• _Problem to work on_:
Give back exactly the lines of the data below, starting with the line that has "This needs also" and going on through the line that has "through non-empty sequences.".

• _The data_:
[Start of Attachment]
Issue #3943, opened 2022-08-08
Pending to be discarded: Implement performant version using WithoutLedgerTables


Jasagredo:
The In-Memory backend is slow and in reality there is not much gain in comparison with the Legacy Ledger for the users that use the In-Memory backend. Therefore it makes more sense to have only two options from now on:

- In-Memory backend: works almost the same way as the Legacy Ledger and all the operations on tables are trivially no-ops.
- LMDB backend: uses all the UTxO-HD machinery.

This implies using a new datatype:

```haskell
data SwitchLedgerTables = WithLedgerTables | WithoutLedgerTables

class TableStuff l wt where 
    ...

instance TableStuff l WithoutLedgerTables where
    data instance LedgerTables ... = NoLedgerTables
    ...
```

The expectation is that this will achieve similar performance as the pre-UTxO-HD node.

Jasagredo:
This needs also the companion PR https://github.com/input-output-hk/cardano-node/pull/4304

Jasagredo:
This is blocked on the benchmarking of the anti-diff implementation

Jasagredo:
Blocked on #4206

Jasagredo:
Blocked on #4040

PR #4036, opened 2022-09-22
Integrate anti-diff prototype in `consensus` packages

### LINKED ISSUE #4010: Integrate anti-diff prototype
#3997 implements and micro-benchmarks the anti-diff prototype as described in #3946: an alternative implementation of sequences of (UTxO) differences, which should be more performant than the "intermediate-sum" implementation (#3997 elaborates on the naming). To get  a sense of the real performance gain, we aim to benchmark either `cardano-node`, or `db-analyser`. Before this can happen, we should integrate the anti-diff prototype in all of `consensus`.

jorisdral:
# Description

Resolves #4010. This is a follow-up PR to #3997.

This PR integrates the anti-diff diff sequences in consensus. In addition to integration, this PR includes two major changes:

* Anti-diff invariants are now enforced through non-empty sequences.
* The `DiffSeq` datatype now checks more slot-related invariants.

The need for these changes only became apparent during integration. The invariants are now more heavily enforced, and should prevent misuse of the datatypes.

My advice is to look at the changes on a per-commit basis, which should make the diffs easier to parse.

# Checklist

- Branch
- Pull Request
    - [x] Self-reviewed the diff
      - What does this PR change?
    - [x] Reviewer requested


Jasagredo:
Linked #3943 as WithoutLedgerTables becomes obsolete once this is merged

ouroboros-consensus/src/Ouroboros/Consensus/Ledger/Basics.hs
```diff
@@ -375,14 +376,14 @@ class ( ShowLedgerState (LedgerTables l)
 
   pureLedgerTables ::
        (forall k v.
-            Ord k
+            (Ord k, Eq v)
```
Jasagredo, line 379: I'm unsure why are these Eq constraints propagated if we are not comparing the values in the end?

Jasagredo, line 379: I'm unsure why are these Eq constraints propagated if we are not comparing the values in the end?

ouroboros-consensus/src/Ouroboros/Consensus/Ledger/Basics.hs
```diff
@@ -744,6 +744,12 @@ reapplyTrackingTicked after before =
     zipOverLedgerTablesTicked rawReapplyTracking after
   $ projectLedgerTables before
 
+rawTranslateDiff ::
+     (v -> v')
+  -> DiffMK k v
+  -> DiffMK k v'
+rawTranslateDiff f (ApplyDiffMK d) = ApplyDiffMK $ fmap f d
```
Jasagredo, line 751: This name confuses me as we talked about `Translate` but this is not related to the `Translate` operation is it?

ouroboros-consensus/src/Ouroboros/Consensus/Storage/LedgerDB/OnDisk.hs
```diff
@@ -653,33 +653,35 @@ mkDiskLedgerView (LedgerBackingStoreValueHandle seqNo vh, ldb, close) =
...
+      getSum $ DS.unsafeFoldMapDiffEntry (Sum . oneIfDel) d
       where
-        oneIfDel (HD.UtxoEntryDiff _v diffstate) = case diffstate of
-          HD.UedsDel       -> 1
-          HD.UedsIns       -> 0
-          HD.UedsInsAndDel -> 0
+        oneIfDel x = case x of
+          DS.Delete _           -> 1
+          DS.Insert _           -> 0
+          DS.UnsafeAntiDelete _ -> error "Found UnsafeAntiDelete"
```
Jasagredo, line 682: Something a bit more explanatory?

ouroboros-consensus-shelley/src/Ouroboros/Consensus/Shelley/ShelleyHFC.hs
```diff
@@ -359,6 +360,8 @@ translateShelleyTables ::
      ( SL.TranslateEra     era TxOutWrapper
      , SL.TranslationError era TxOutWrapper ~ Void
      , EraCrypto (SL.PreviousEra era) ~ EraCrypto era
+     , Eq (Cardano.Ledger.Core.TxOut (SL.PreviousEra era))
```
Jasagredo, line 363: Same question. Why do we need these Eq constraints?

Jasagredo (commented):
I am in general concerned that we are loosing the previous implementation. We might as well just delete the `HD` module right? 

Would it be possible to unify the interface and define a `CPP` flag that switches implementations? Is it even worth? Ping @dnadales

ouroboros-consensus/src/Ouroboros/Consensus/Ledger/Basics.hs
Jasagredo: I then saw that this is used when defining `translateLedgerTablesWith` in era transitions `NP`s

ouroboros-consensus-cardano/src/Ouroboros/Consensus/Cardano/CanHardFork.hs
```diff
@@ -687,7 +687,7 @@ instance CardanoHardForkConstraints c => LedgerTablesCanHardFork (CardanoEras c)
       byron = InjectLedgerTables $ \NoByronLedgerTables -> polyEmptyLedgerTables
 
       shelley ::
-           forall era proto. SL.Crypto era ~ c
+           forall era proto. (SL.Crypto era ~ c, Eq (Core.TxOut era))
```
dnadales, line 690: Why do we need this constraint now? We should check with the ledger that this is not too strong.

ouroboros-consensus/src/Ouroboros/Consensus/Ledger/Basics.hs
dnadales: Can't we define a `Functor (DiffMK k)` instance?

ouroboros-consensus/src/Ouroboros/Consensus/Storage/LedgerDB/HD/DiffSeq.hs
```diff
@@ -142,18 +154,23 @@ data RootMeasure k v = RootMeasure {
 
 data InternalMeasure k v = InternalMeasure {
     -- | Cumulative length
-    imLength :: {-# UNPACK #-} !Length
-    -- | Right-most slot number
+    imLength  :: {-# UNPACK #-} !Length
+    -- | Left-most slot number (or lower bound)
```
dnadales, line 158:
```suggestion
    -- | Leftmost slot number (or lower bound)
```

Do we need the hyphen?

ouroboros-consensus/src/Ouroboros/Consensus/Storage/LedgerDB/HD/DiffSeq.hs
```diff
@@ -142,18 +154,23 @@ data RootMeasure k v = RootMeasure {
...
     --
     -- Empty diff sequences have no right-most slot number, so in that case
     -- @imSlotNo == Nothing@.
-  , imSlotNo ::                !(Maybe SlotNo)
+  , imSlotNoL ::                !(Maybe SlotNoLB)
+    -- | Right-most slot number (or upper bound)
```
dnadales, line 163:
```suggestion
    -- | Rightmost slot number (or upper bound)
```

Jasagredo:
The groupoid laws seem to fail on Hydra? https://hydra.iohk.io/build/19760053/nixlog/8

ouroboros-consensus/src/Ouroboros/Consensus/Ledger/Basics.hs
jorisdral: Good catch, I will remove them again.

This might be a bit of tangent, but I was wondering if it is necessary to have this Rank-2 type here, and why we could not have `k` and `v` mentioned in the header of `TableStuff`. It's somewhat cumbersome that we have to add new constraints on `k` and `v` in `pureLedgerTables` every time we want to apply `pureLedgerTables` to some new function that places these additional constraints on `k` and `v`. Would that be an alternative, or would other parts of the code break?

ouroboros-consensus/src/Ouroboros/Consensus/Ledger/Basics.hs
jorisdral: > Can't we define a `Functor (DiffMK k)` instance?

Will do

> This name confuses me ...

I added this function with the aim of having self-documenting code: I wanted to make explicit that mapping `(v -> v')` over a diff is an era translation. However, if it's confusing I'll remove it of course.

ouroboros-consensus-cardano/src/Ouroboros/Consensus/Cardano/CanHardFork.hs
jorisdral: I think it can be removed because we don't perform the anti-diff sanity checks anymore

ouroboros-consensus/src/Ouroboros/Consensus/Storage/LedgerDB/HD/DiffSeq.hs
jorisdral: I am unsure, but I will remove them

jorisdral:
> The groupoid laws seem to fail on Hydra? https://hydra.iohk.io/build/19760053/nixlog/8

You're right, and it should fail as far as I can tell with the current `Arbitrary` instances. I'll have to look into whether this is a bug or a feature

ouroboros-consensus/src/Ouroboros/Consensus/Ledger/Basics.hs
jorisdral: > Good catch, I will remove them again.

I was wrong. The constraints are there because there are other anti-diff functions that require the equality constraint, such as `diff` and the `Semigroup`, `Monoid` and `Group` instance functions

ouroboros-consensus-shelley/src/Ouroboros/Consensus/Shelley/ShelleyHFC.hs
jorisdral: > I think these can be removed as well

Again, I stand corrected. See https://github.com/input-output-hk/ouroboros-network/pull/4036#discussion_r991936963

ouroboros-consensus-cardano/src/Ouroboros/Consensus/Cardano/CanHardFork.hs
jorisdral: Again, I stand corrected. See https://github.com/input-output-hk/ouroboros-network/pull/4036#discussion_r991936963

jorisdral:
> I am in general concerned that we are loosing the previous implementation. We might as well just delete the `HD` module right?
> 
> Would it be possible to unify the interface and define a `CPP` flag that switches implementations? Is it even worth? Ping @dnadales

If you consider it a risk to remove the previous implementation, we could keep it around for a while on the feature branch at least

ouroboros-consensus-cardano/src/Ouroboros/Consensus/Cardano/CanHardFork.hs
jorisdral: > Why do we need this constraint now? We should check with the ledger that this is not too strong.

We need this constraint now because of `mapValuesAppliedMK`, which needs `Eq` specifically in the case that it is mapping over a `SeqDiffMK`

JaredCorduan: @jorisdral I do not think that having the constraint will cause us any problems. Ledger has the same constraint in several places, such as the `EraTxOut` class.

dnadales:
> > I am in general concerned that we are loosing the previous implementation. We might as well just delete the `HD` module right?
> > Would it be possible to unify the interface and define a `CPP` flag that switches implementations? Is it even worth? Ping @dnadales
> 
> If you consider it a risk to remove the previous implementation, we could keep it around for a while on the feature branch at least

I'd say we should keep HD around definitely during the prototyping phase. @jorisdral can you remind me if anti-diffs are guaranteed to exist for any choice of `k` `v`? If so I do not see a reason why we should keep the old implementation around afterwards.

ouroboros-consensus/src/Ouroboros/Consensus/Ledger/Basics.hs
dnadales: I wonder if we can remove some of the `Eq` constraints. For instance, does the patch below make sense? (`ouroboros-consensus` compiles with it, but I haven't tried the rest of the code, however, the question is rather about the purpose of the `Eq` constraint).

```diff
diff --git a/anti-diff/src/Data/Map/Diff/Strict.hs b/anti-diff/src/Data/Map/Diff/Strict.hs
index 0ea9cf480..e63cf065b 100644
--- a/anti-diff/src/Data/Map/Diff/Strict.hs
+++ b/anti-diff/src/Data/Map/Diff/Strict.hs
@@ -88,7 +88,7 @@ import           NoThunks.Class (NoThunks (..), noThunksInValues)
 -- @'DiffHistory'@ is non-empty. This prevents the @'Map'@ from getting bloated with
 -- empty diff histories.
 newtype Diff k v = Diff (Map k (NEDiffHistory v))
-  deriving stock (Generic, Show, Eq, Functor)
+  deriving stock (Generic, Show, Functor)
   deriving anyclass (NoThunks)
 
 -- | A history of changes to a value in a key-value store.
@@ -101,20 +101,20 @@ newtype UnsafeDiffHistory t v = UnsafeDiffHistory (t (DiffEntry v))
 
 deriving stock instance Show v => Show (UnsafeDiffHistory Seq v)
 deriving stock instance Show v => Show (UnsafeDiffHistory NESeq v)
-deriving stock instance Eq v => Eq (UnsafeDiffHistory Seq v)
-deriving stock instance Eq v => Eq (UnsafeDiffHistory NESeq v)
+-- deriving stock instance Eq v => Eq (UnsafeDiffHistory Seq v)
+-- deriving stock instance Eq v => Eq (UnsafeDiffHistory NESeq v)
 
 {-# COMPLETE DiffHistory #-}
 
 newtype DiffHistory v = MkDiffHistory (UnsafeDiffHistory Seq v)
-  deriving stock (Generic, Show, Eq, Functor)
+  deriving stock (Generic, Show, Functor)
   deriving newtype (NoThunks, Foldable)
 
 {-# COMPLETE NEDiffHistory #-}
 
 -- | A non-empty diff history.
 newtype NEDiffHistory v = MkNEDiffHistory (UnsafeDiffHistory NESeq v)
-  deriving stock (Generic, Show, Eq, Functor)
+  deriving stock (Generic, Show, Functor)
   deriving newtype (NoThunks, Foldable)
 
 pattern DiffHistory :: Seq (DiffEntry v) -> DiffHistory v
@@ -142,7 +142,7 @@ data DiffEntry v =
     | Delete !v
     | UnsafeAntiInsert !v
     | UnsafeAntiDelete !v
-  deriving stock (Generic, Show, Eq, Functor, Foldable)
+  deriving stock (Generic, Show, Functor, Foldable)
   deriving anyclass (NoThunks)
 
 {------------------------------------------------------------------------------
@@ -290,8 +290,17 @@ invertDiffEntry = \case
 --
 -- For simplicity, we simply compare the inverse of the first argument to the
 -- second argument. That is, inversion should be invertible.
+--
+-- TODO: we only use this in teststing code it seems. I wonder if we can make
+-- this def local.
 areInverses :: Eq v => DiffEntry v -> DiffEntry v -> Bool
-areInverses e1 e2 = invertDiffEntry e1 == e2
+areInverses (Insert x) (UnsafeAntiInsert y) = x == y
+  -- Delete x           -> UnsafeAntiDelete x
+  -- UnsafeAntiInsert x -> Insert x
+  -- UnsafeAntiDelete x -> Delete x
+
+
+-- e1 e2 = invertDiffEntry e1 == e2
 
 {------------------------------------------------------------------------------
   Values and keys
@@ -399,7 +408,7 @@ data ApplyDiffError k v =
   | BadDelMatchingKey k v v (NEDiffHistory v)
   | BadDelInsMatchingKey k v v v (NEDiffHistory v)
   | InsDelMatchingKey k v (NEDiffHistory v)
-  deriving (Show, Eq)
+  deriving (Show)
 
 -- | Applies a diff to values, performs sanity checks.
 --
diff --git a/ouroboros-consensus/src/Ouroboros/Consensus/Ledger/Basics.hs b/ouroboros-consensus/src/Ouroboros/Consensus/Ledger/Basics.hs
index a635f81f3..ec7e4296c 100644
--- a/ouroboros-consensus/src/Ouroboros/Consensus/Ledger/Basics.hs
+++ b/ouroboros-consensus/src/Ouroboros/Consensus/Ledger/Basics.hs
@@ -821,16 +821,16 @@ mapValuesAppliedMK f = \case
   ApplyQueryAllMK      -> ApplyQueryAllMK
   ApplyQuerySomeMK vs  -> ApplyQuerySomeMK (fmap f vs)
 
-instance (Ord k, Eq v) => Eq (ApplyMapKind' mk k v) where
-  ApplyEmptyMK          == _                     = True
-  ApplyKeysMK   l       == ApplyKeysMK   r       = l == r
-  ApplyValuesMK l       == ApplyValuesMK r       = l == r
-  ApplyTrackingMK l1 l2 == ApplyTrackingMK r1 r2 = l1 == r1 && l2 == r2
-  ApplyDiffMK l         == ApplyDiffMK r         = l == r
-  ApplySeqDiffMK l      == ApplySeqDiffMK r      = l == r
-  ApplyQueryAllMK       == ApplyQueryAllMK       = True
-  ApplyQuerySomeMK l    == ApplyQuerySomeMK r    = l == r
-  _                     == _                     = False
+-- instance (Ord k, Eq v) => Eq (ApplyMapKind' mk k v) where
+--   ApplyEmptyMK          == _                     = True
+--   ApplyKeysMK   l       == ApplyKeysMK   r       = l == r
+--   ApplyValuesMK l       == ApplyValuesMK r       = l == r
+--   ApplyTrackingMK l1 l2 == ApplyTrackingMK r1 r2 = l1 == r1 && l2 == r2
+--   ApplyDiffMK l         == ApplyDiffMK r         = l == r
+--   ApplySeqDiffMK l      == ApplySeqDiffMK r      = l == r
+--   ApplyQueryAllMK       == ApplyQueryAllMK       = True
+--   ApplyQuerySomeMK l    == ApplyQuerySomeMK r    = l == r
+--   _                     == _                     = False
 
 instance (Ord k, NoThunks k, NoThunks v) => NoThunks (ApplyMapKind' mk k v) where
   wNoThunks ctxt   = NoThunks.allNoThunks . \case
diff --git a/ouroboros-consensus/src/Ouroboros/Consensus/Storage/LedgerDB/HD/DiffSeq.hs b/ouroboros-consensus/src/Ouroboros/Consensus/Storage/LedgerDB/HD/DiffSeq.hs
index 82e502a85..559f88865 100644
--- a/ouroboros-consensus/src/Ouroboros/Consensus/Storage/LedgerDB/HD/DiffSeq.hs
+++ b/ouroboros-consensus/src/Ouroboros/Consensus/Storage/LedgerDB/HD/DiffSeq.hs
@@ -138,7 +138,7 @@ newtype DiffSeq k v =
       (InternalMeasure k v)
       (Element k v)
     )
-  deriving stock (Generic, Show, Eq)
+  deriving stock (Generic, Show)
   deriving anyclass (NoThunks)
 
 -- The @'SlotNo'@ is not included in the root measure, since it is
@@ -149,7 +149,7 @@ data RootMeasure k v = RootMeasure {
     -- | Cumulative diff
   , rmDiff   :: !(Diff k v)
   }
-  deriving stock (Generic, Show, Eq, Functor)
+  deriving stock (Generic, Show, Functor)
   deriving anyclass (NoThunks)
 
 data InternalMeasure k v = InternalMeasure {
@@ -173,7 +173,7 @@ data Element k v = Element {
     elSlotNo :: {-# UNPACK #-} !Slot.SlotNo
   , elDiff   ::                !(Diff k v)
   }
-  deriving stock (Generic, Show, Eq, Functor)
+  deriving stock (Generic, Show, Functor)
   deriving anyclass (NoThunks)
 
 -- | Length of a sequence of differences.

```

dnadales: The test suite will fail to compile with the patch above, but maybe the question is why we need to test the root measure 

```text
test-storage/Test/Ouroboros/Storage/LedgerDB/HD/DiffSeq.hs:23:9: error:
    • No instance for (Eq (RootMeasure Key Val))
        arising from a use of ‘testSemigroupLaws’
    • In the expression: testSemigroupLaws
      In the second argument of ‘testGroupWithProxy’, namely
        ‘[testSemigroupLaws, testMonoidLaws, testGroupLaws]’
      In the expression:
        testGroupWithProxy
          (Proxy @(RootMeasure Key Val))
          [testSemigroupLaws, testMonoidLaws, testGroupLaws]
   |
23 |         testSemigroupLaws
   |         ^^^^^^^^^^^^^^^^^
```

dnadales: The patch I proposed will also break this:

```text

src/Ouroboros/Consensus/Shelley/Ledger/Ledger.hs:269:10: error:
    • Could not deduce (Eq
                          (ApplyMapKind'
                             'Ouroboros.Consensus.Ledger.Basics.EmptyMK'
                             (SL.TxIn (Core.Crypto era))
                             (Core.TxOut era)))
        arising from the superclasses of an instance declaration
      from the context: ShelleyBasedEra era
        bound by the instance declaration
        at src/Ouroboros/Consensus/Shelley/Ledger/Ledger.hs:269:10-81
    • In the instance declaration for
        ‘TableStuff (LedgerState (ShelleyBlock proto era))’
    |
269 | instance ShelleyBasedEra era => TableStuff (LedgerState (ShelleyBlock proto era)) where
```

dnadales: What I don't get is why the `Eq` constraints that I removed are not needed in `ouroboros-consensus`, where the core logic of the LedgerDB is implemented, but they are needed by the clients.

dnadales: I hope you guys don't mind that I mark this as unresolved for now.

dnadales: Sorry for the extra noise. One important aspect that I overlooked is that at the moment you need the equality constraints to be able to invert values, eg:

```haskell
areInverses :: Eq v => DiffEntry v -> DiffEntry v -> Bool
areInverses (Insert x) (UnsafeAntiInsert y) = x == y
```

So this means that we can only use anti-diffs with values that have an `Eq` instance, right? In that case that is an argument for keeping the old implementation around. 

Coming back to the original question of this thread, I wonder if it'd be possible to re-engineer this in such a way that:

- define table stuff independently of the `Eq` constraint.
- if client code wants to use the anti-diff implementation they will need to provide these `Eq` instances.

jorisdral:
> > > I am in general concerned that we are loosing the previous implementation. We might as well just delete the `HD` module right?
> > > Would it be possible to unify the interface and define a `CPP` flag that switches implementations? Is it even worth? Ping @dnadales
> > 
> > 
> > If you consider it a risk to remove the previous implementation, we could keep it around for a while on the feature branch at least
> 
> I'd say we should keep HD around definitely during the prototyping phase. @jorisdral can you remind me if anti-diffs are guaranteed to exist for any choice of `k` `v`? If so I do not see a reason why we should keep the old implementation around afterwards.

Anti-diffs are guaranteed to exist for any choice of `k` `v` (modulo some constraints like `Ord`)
[End of Attachment]
• _Response to the exercise_:
This needs also the companion PR https://github.com/input-output-hk/cardano-node/pull/4304

Jasagredo:
This is blocked on the benchmarking of the anti-diff implementation

Jasagredo:
Blocked on #4206

Jasagredo:
Blocked on #4040

PR #4036, opened 2022-09-22
Integrate anti-diff prototype in `consensus` packages

### LINKED ISSUE #4010: Integrate anti-diff prototype
#3997 implements and micro-benchmarks the anti-diff prototype as described in #3946: an alternative implementation of sequences of (UTxO) differences, which should be more performant than the "intermediate-sum" implementation (#3997 elaborates on the naming). To get  a sense of the real performance gain, we aim to benchmark either `cardano-node`, or `db-analyser`. Before this can happen, we should integrate the anti-diff prototype in all of `consensus`.

jorisdral:
# Description

Resolves #4010. This is a follow-up PR to #3997.

This PR integrates the anti-diff diff sequences in consensus. In addition to integration, this PR includes two major changes:

* Anti-diff invariants are now enforced through non-empty sequences.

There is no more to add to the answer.